#### Assignment:
Each entry below is to be transcribed exactly.

───

PR #903, opened 2024-09-26
fix: login screens side padding

edeuss:
Fixes the cramped feeling on the page change by moving the padding to the SingleChildScrollView's.

### DIFF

───

#### Expected output:
PR #903, opened 2024-09-26
fix: login screens side padding

edeuss:
Fixes the cramped feeling on the page change by moving the padding to the SingleChildScrollView's.

### DIFF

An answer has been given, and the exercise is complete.